───── Extracted data

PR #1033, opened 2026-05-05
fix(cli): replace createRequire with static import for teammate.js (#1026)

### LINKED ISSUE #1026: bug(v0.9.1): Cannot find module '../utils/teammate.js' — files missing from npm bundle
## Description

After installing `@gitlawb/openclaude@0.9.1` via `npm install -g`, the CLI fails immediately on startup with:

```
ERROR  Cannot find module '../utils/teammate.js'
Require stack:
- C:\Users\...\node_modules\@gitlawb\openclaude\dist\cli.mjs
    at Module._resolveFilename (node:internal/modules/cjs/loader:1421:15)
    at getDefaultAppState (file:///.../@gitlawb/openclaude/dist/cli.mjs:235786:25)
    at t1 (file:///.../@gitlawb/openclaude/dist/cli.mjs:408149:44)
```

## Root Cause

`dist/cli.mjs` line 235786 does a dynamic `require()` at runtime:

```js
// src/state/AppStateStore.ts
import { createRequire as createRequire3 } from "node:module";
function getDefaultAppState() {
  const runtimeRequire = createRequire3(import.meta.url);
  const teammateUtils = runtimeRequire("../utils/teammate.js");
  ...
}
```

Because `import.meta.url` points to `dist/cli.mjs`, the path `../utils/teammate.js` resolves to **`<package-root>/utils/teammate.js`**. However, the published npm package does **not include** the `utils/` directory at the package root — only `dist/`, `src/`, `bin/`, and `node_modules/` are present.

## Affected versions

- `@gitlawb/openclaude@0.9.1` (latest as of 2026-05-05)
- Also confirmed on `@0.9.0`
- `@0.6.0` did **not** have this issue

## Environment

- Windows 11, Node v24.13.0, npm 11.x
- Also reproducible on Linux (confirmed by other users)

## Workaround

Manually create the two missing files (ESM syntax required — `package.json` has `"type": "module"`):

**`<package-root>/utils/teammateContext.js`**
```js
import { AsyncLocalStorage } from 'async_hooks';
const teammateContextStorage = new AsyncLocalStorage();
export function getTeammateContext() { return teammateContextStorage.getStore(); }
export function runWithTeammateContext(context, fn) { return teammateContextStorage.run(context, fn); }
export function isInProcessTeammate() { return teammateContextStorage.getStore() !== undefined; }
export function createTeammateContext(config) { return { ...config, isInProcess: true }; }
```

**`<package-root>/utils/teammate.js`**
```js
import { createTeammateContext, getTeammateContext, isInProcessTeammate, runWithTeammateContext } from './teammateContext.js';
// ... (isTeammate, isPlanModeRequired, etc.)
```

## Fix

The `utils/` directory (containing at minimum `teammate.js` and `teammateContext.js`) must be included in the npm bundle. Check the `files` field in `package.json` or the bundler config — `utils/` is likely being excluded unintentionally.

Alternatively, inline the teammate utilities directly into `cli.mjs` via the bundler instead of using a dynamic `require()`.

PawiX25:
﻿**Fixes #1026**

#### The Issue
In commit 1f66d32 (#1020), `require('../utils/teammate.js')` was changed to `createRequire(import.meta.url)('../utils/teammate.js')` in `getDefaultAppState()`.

──────────

To do:
Scan the entries for the word "getDefaultAppState". Report each line that has it.

Completed exercise:
    at getDefaultAppState (file:///.../@gitlawb/openclaude/dist/cli.mjs:235786:25)
function getDefaultAppState() {
In commit 1f66d32 (#1020), `require('../utils/teammate.js')` was changed to `createRequire(import.meta.url)('../utils/teammate.js')` in `getDefaultAppState()`.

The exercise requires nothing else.